Even he’s not buying it, it probably isn’t too far from the truth, even with it being a witch’s perspective. Now that I think about it, my initiation with Inanna may have triggered his reaction. It’s better now, because I have control, somewhat, over my energy.
“It’s okay, Philip, it’s been a very emotional and stressful week. I’m willing to forget about it. No hard feelings. However, that still doesn’t explain what you’re doing here and how you found me.” It’s strange that he’s here. The ladies are very careful when running errands or getting food to not be seen coming here.
“I saw her in one of the stores downtown.” He gestures towards Remi with his chin, but I notice his eyes haven’t strayed from her since she walked out. “I followed her, thinking that when she stopped I’d ask her how to find you, but to my surprise, she drove all the way here and I realized you were here as well. It took a couple of days to actually muster the courage to come and tell you I was sorry,” he says shee
pishly.
“Well, all is forgotten, and now you can leave,” I say to him.
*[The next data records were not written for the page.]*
PR #345, opened 2016-05-24
Structured travis again

flying-sheep:
I think this concept works well.

### DIFF
--- a/.travis.sh
+++ b/.travis.sh
@@ -1,0 +1,95 @@
+#!/bin/bash
+
+# NOTE:
+# This file uses some functions that have their bodies in subshells: (...)
+# This way they can use set -e, so the whole function returns a fail value once a command fails
+# Functions that don’t need this and/or export variables use the more common braces: {...}
+
+headline() {
+    echo -e "\033[33;1m$1\033[0m"
+}
+
+fold_wrap() {
+    local header=$1; shift
+    local cmd=$1; shift
+    
+    travis_fold start $cmd
+    headline "$header"
+    $cmd
+    local result=$?
+    travis_fold end $cmd
+    return $result
+}
+
+### BEFORE_SCRIPT ###
+
+install_r_packages() (
+    set -ex
+    
+    # Cairo was missing on OSX, no idea why this wasn't installed :-( Needed for repr
+    if [[ "$TRAVIS_OS_NAME" == osx ]]; then
+        Rscript -e "install.packages('Cairo')"
+    fi
+    
+    # Also test newer versions so that we catch errors earlier
+    if [[ "$DEPS" == github ]]; then
+        Rscript -e 'devtools::install_github(c("snoweye/pbdZMQ", "irkernel/repr", "irkernel/IRdisplay"))'
+    fi
+)
+
+create_conda_environment() (
+    set -ex
+    
+    # http://conda.pydata.org/docs/travis.html
+    if [[ "$TRAVIS_OS_NAME" == osx ]]; then os=MacOSX; else os=Linux; fi
+    wget "https://repo.continuum.io/miniconda/Miniconda3-latest-$os-x86_64.sh" -O miniconda.sh
+    bash miniconda.sh -b -p "$HOME/miniconda"
+    rm miniconda.sh # needed to prevent a error in the R CMD check part
+    
+    hash -r
+    conda config --set always_yes yes --set changeps1 no
+    conda update -q conda
+    # Useful for debugging any issues with conda
+    conda info -a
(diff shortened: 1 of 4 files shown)


.travis.sh
```diff
@@ -0,0 +1,88 @@
...
+    set -ex
+    
+    # Cairo was missing on OSX, no idea why this wasn't installed :-( Needed for repr
+    if [[ "$TRAVIS_OS_NAME" == osx ]]; then
+        Rscript -e "install.packages('Cairo')"
+    fi
+    
+    # Also test newer versions so that we catch errors earlier
+    if [[ "$DEPS" == github ]]; then
+        Rscript -e 'devtools::install_github("snoweye/pbdZMQ", "irkernel/repr", "irkernel/IRdisplay")'
```
janschulz: does that need a `c(...)` around the packages?

flying-sheep:
btw: we pulled @janschulz’ PR a bit too fast:

there’s a bug as the env doesn’t work anymore.

1. you wrote `envs`, which doesn’t exist
2. even with the correct `env`, i only see “no environment variables set” [e.g.](https://travis-ci.org/IRkernel/IRkernel/builds/132562591)

.travis.sh
```diff
@@ -0,0 +1,88 @@
...
+    bash miniconda.sh -b -p "$HOME/miniconda"
+    rm miniconda.sh # needed to prevent a error in the R CMD check part
+)
+
+configure_conda() (
+    set -ex
+    
+    hash -r
+    conda config --set always_yes yes --set changeps1 no
+    conda update -q conda
```
janschulz: IMO these two belong together in a "create_conda_environment". If there is a split then IMO between `conda info` and `conda create` (e.g. miniconda is not always useable without the `conda update conda` part)

.travis.sh
flying-sheep: good eye, yes!

but we didn’t see it since you broke DEPS anyway :laughing:

.travis.sh
flying-sheep: OK, why not!

flying-sheep:
huh, why does this fail for me and not you?

https://travis-ci.org/IRkernel/IRkernel/jobs/132565581#L852-L856

we always used “attach” here

janschulz:
```
grep -q 'WARNING' "$CHECK_LOG" ; [ $? -ne 0 ]
```

Means that the grep returns a non-0 exit code and the `set -e` errors out. Probably needs a `&& false || true`` to reverse it? (don't take my word for bash stuff...)

flying-sheep:
ah OK, makes sense. see, this works well!

flying-sheep:
Ah, nais, seems to work, and I even found a log checking bug!

flying-sheep:
hmm, doesn’t work on OSX. what did i change here?

https://travis-ci.org/IRkernel/IRkernel/jobs/132569514#L187

janschulz:
I think this is a problem with the order of the build which was masked due to the package caching: when I put "our" devtools installs in `before_install`, the old cache had already a devtools installed and therefore didn't complain. But now somehow the cache is gone and the real order is only installing the devtools in install: https://github.com/jimhester/travis-build/blob/8fcfe49c2c4102b67103c6f3f048ae7e7bd317fd/lib/travis/build/script/r.rb#L187

-> IMO the fix is changing `before_install` to `before_script`?

flying-sheep:
let’s try

.travis.sh
```diff
@@ -0,0 +1,91 @@
+#!/bin/bash
+
+# https://github.com/travis-ci/travis-rubies
```
janschulz: Please add a comment about `()` vs `{}` here :-)

```
Some functions are declared using `func_name() (...)` and some  `func_name() { }`. This is because we need ...
```

Otherwise I know I will change such stuff in a few month when I don't remember it...

flying-sheep: good point. i’ll also explain what set does and so on. i already documented the `{}` functions (they export stuff)

flying-sheep:
it worked! everything is documented and seems to be ready to go

flying-sheep:
all green. any objections to merge this?

takluyver:
Looks good to me. :-) @janschulz , want to push the button?

janschulz:
merge away :-)

@flying-sheep thanks for finding and fixing the envs/env error!

flying-sheep:
np. that’s why it’s so cool we’re three people. someone is always willing or able to do something :smile:

takluyver:
The three kernelteers! :-P

flying-sheep:
:laughing:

“I can make a cup of coffee, if you like,” says Remi at the same time and I stare at her. Seriously? Now she’s nice?
“Sure, I’d like that.” Philip turns to her and I see her blushing a little while he looks like he’s all but forgotten I’m still there. Now I get it. It’s okay for everyone but me. Shaking my head, I get up and walk inside, closing the door behind me.
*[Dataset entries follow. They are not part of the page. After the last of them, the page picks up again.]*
PR #352, opened 2016-06-10
Add basic support for store_history execution counts and request metadata

jrshust:
The jupyter message protocol states that you can avoid execution count incrementing even with silent false by setting store_history to false (https://jupyter-client.readthedocs.io/en/latest/messaging.html#execution-counter-prompt-number).

Also, the IRkernel currently throws away top-level message metadata. I would like it to respect and return that.

Also made one small bug fix to the is_silent() call.

### DIFF
--- a/R/execution.r
+++ b/R/execution.r
@@ -160,15 +160,18 @@ handle_display_error = function(e) {
     send_error_msg(msg)
 },
 
-handle_value = function(obj) {
+handle_value = function(obj, visible) {
     log_debug('Value output...')
-    mimebundle <- prepare_mimebundle_kernel(obj, .self$handle_display_error)
-    if (length(intersect(class(obj), getOption('jupyter.pager_classes'))) > 0) {
-        log_debug('Showing pager: %s', paste(capture.output(str(mimebundle$data)), collapse = '\n'))
-        page(mimebundle)
-    } else {
-        log_debug('Sending display_data: %s', paste(capture.output(str(mimebundle$data)), collapse = '\n'))
-        send_response('display_data', current_request, 'iopub', mimebundle)
+    set_last_value(obj)
+    if (visible) {
+        mimebundle <- prepare_mimebundle_kernel(obj, .self$handle_display_error)
+        if (length(intersect(class(obj), getOption('jupyter.pager_classes'))) > 0) {
+            log_debug('Showing pager: %s', paste(capture.output(str(mimebundle$data)), collapse = '\n'))
+            page(mimebundle)
+        } else {
+            log_debug('Sending display_data: %s', paste(capture.output(str(mimebundle$data)), collapse = '\n'))
+            send_response('display_data', current_request, 'iopub', mimebundle)
+        }
     }
 },
 
--- a/.travis.sh
+++ b/.travis.sh
@@ -79,8 +79,10 @@ check_package() (
     # wc -l on OSX has some there...
     LINES=$(grep -v '* .*$' "$CHECK_LOG" | wc -l | sed -e 's/^[[:space:]]*//')
     echo "Lines: $LINES"
-    #  4 lines from the "attach" NOTE, 1 lines from the "Status" at the end
-    if [[ "_$LINES" != _5 ]]; then grep -v '* .*$' "$CHECK_LOG"; false; fi
+    #  4 lines from the "attach" NOTE,
+    #  4 lines from the ".Last.value" NOTE,
+    #  1 lines from the "Status" at the end
+    if [[ "_$LINES" != _9 ]]; then grep -v '* .*$' "$CHECK_LOG"; false; fi
 )
 
 test_kernel() (
--- a/R/utils.r
+++ b/R/utils.r
@@ -29,3 +29,9 @@ fromRawJSON <- function(r) {
     Encoding(s) <- 'UTF-8'
     fromJSON(s)
 }
+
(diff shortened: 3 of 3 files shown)


jrshust:
It seems all my tests fail because the published jupyter_kernel_test is quite ancient :-/. Will comment on that project to see what is up.

R/execution.r
```diff
@@ -78,11 +78,17 @@ Executor <- setRefClass(
...
 },
+is.store_history = function() {
+    current_request$content$store_history
+},
+request_metadata.get = function() {
+    current_request$metadata 
+},
 
 send_error_msg = function(msg) {
-    if (!is_silent()) return()
```
janschulz: Autsch

R/execution.r
```diff
@@ -78,11 +78,17 @@ Executor <- setRefClass(
 is.silent = function() {
     current_request$content$silent
 },
+is.store_history = function() {
+    current_request$content$store_history
+},
+request_metadata.get = function() {
```
janschulz: I see what you are trying to do here, but I really dislike the mixing of `_` and `.`.

`should.store.history` and `get.request.metadata` ?

R/kernel.r
```diff
@@ -104,10 +104,14 @@ new_reply = function(msg_type, parent_msg) {
         metadata      = namedlist())
 },
 
-send_response = function(msg_type, parent_msg, socket_name, content) {
+send_response = function(msg_type, parent_msg, socket_name, content, metadata = NULL) {
```
janschulz: When would you set metadata to something else than `request_metadata.get()`?

IMO there are tow "shorter" ways to structure this PR:

* define the function as `send_response = function(msg_type, parent_msg, socket_name, content, metadata = request_metadata.get())` and remove all the above `request_metadata.get()` calls
* If it is just a echoing back of the metadata don't redefine the function and just call `request_metadata.get()` in the `send_response` body.

janschulz:
I generally like this addition, and I understand the history stuff, but currently I don't understand the metadata stuff (why do we need to echo the old metadata?)

Therefore I would like to see the two main things separated into two commits with a proper commit message so that later one can see why these functions / functionality was added -> What's the underlying problem for each commit (Do we misinterprete the messaging spec? -> Link to the right section) and maybe if that's necessary: what's to be done about it and why is that the right remedy.

```
git reset HEAD~2
git add -p # only add the `is_silent -> is.silent hunk
git commit -m "Fix typo in is.silent function call"
# make the name changes in the code
# make more changes or discard stuff -> see questions above :-)
git add -p # -> Add only the hunks which belong to the "history" commit
git commit # add a proper commit message explaining the *why* of the commit
git add . # adds the rest
git commit 
```

Sorry to be pedantic here, but changes to the messaging spec implementation make me nervous :-)

man/Kernel-class.Rd
```diff
@@ -23,7 +23,7 @@ Has methods able to connect and talk to a Jupyter server.
 
 \item{\code{new_reply(msg_type, parent_msg)}}{Prepare a reply}
 
-\item{\code{send_response(msg_type, parent_msg, socket_name, content)}}{Send a response}
+\item{\code{send_response(msg_type, parent_msg, socket_name, content, metadata = NULL)}}{Send a response}
```
janschulz: This is wrongly in the "add a test case" commit :-/

takluyver:
I'm pretty sure that echoing all the metadata from a request in the reply is not the right thing to do. What was this trying to achieve?

R/execution.r
flying-sheep: maybe just underscores if we want to switch to them for everything.

PS: in the options, the mixing of underscores and dots exists, because we use `jupyter.` to mean a “namespace” for the options.

janschulz: I wouldn't mind :-) but `is.silent` should then also be changed... :-)

flying-sheep: Sure!

jrshust: Ok so it sounds like I should update to is_silent and should_store_history?

jrshust:
@takluyver I think you are correct on this one. My goal was to be able to tag a message with arbitrary metadata that would be propagated to all resulting messages (basically anything with the same parent_id). However, this does not seem to be part of the JMP contract so I can remove that one from the commit. 

Should I create a separate PR for the store_history addition then?

R/execution.r
jrshust: Yeah but it sounds like people might want to move to an underscore naming scheme anyway :D.

man/Kernel-class.Rd
jrshust: Hi @janschulz . I think I made a mistake with how I understood the metadata aspect within the JMP contract, so I will remove that and we can just proceed with the store_history commit.

R/execution.r
flying-sheep: yes, sorry for the silence!

man/Kernel-class.Rd
flying-sheep: that would be cool!

janschulz:
> Should I create a separate PR for the store_history addition then?

yes please :-)

flying-sheep:
hi @jrshust do you still plan to do the store_history thing? it would be cool to have it in!

jrshust:
Yes I will open a new PR

jrshust:
@flying-sheep See #407. 

Thanks!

“You got it all wrong, sap,” says Jezzinta. I didn’t even see her standing there.
“What, exactly, did I get wrong?” I raise my eyebrows at her.
She only shakes her head and walks away. Whatever. I honestly don’t care. I’m going to search for the ritual while they’re doing whatever it is they do.
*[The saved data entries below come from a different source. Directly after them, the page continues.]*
PR #368, opened 2016-06-30
Use prepare_mimebundle from IRdisplay

flying-sheep:
i noticed that IRkernel doesn’t actually use IRdisplay’s machinery. i changed that, and now the tests pass.

depends on IRkernel/IRdisplay#33


flying-sheep:
OK, great. all but the weird mac fails are green, and this is only internal refactoring.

It’s been a couple of hours since I began flipping through the dark rituals, but I haven’t found anything. I think I should try to channel Inanna. Maybe she can shed some light on what we are missing. I light candles which I place around in a circle with jasmine incense, and I sit in the center cross-legged. Concentrating on my breathing, slowly I fall into deep meditation.
“You are here, love.” Her husky voice echoes through my mind.
“Yes, mother, I need your help.”
A light grows brighter in the darkness behind my closed eyes, and there she is, as powerful and as magnificent as ever. Her presence makes me look like an incompetent lost child.
“Help with what?” she asks, smiling.
“The full moon is almost upon us. We need to find the ritual to locate the potions that the warlock is hunting for so we can protect them, but we’ve had no luck so far,” I tell her. “I was hoping you’d point us in the right direction,” I add hopefully. Her power crackles like an electric storm at the mention of Thomas, and my skin starts to prickle. It’s painful, but I stay quiet. I don’t want her angry when I need answers.